I think this might be the same issue as of https://github.com/elastic/elasticsearch/pull/22174

I tested it with 5.3 and master and it looks like it's fixed.

As a workaround you can add the explicit date format to the dynamic mapping for the date field:

                "date_fields": {
                    "mapping": {
                        "type": "date",
                        "format": "yyyy/MM/dd",
                        "doc_values": true
                    },
                    "match": "*",
                    "match_mapping_type": "date"
                }

Ok great. Thanks.
I'll try adding that.
Quick follow-up, is there any in-depth documentation on how the mapping configs work?
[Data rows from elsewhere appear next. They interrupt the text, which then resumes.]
PR #190, opened 2025-06-24
feat(icons): converted icons to marko 6

agliga:


packages/evo-marko/src/tags/evo-icon/index.marko
```diff
@@ -0,0 +1,105 @@
...
+<id/titleId/>
+<const/prefixSvg=(_type === "icon" ? "icon-" : "")/>
+<const/hasA11yText=(a11yText || input["aria-label"])/>
+<const/hasTitle = (a11yText && !input["aria-label"])/>
+
+<svg
+    ...htmlInput
+    class=[getIconClass(input._type ?? "", input._name, input._size)]
+    focusable="false"
+    role=(hasA11yText && "img")
```
LuLaValva, line 93: TypeScript doesn't like this because `hasA11yText` can be `""`, can you cast it to a boolean on line 86 with `!!`?

packages/evo-marko/src/tags/evo-icon/index.marko
```diff
@@ -0,0 +1,105 @@
...
+
+<id/titleId/>
+<const/prefixSvg=(_type === "icon" ? "icon-" : "")/>
+<const/hasA11yText=(a11yText || input["aria-label"])/>
+<const/hasTitle = (a11yText && !input["aria-label"])/>
+
+<svg
+    ...htmlInput
+    class=[getIconClass(input._type ?? "", input._name, input._size)]
+    focusable="false"
```
LuLaValva, line 92: This seems like it's legacy from IE, we can get rid of it now that IE is deprecated:

https://html-validate.org/rules/svg-focusable.html

packages/evo-marko/src/tags/evo-icon/index.marko
```diff
@@ -0,0 +1,104 @@
...
+        } else {
+            return symbol();
+        }
+    }
+
+    return "";
+}
+
+<id/titleId/>
+<const/prefixSvg=(_type === "icon" ? "icon-" : "")/>
```
LuLaValva, line 85: Looks like this is unused

LuLaValva (commented):
Looks good! Just one unused attribute to remove and then it should be good to merge. Unless we want to move forward with changing `<evo-[name]-[size]-icon>` to `<evo-icon-[name]-[size]>` (which I am a strong advocate for)

agliga:
> Looks good! Just one unused attribute to remove and then it should be good to merge. Unless we want to move forward with changing `<evo-[name]-[size]-icon>` to `<evo-icon-[name]-[size]>` (which I am a strong advocate for)

We can easily swap to the new syntax before we release. So lets leave it as is for now.

PR #191, opened 2025-06-24
feat(3d-viewer): added new component in marko6

agliga:
Will need to fix icons here but will do once icon PR is merged

### DIFF
--- a/packages/evo-marko/src/tags/evo-3d-viewer/index.marko
+++ b/packages/evo-marko/src/tags/evo-3d-viewer/index.marko
@@ -49,7 +49,7 @@ static type LoadState = "ready" | "error" | "loading";
     </if>
     <else if=loadState === "error">
         <div class="three-d-player__overlay">
-            // <ebay-attention-24-icon/>
+            // <evo-attention-24-icon/>
             <div class="three-d-player__overlay-text">
                 ${errorText}
             </div>
--- a/packages/evo-marko/src/tags/evo-3d-viewer/index.marko
+++ b/packages/evo-marko/src/tags/evo-3d-viewer/index.marko
@@ -1,0 +1,81 @@
+import type { AttrClass, AttrString } from "marko/tags-html";
+import type { ModelViewerElement } from "@google/model-viewer";
+import { load as modelViewerLoad } from "@internal/model-viewer";
+export interface Input extends Partial<ModelViewerElement> {
+    class?: AttrClass;
+    errorText?: AttrString;
+    a11yLoadText?: AttrString;
+    onLoadError?: (err: CustomEvent) => void;
+}
+<const/{
+    class: inputClass,
+    src,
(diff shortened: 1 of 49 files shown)


packages/evo-marko/src/tags/evo-progress-spinner/progress-spinner.stories.ts
```diff
@@ -0,0 +1,46 @@
...
+        ariaLabel: {
+            control: { type: "text" },
+            description: "Description for accessibility",
+        },
+    },
+};
+
+export const Default = Template.bind({});
+Default.args = {
+    ariaLabel: "loading",
```
LuLaValva, line 37: This should be `"aria-label"`

packages/evo-marko/src/tags/evo-progress-spinner/examples/large.marko
```diff
@@ -0,0 +1 @@
+<evo-progress-spinner size="large" aria-label="Busy"/>
```
LuLaValva, line 1: Should we add `...input` here so it's adjustable in Storybook?

In general, should we be adding `...input` to these examples? I fear that devs might copy-paste them when spreading input is not actually a good idea, but maybe that's not justified

packages/evo-marko/src/tags/evo-3d-viewer/index.marko
```diff
@@ -0,0 +1,81 @@
...
+    class: inputClass,
+    src,
+    errorText,
+    onLoadError,
+    a11yLoadText,
+    ...rest
+}) => rest)(input)/>
+
+<let/ready=false/>
+<let/error=false/>
```
LuLaValva, line 29: Can we ever be ready and error at the same time? If not, this should probably be `<let/state="pending" as "ready" | "error" | "pending">`

packages/evo-marko/src/tags/evo-3d-viewer/index.marko
```diff
@@ -0,0 +1,81 @@
+import type { AttrClass, AttrString } from "marko/tags-html";
+import type { ModelViewerElement } from "@google/model-viewer";
+import { load as modelViewerLoad } from "@internal/model-viewer";
+export interface Input extends Partial<ModelViewerElement> {
+    class?: AttrClass;
+    errorText?: AttrString;
+    a11yLoadText?: AttrString;
```
LuLaValva, line 7: Now that we don't do any automatic case conversion, it's safe to make attributes mandatory. Should we be enforcing `a11yLoadText` and `errorText` with TypeScript?

packages/evo-marko/src/tags/evo-progress-spinner/examples/large.marko
agliga: Well we do that so it works in storybook....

I'm wanting to be able to find the answers to some of my question myself, but I've had a hard time learning the specifics on what changes to the mapping template causes what effects. I'm wanting to know a little more about what setting the explicit format field will do. What kind of negative effects could come of it?
Is there a chance it could dynamically identify dates of other formats, and then fail to parse again because it has a different hard-coded date format? Does the format field there take multiple values? And if so, in what format?

This topic was automatically closed 28 days after the last reply. New replies are no longer allowed.